1. Field of the Invention
The present invention relates to a power supplying apparatus and power supplying method for supplying power to a motor that drives a mechanism, such as a disk auto-changer in a library apparatus.
2. Description of the Related Art
Library apparatuses including a mechanism that conveys storage medium cartridges have been commonly used. I the library apparatus, the storage medium cartridges, such as electromagnetic tapes, electromagnetic disks, optical disks and magneto-optical disks, are stored in a rack. The mechanism conveys the storage medium cartridges between the rack and a drive device that performs reading/writing of data in the storage medium.
When a position to store a cartridge in the rack is designated, the mechanism moves according to a predetermined movement pattern, and an electric current is supplied to a motor that drives the mechanism according to the movement pattern.
FIG. 4 is a schematic for illustrating a relation between movement of the mechanism and the electric current flowing into the motor. When the mechanism conveys a cartridge from the rack to the drive device, or from the drive device to the rack, a state of the mechanism transitionally changes from a stop state, an accelerating state, a constant-speed state, a decelerating state, and back to the stop state.
In the accelerating state, the motor requires a stable supply of electric current to accelerate movement of the mechanism at a fixed rate.
In the decelerating state, if the motor is operated as a power unit, mechanical energy is converted into electric energy.
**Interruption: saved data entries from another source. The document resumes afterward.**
PR #1039, opened 2022-03-30
Feat/alpine base image

ivanstanev:

### What this does

Load correct image in integration tests for OpenShift.

### DIFF
--- a/scripts/circleci-jobs/setup-integration-tests.py
+++ b/scripts/circleci-jobs/setup-integration-tests.py
@@ -14,7 +14,7 @@ if circle_branch == "staging":
     image_tag = "staging-candidate"
 else:
     image_tag = "discardable"
-circle_sha1 = os.getenv("CIRCLE_SHA1")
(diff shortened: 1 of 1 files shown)


scripts/circleci-jobs/setup-integration-tests.py
```diff
@@ -14,7 +14,7 @@
     image_tag = "staging-candidate"
 else:
     image_tag = "discardable"
-circle_sha1 = os.getenv("CIRCLE_SHA1")
+circle_sha1 = os.getenv("CIRCLE_SHA1") if image_tag_suffix == '' else os.getenv("CIRCLE_SHA1")[0:8]
```
minsiyang, line 17: I don't quite understand what the `if` statement here is doing? So if the `image_tag_suffix` is an empty string, the `circle_sha1` would be the first 8 characters of the `"CIRCLE_SHA1"`?

ivanstanev: If the suffix is empty, we get the full SHA, otherwise if we have a suffix then we pick only the 8 chars from the SHA

kat1906 (approved):

minsiyang (approved):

Thus, theoretically, the same amount of electric current as an amount of the electric current input to the motor is generated as a regenerative current. However, practically, the amount of the regenerative current is not the same as the amount of the electric current input to the motor due to an energy conversion loss.
In conventional library apparatuses, the regenerative current is converted into heat to be disposed. FIG. 5 is a block diagram of a conventional power supply system, and FIG. 6 is a block diagram of a conventional power supply system that includes an uninterruptible power supply (UPS).
The power supply system shown in FIG. 5 includes an alternating-current (AC) power source 1 and a library apparatus 2. The AC power source 1 supplies power to the library apparatus 2 at a voltage of 100 volts (V) to 220 V. The library apparatus 2 has the same configuration as described above.
The library apparatus 2 includes a power source 3, a driving-power amplification circuit 4, a commutator 5, a control circuit 6, a motor 7, and a resistance 8.
The power source 3 receives power from the AC power source 1, and supplies the power to the driving-power amplification circuit 4. The driving-power amplification circuit 4 amplifies the power supplied from the power source 3.
The commutator 5 changes a direction of the current to change a direction of rotation of the motor 7. The control circuit 6 controls the commutator 5 to make the direction of the current change.
The motor 7 drives a mechanism (not shown) in the library apparatus 2. A regenerative current is generated in the motor 7 while the mechanism is moving in the decelerating state. The resistance 8 converts the regenerative current into heat to be disposed.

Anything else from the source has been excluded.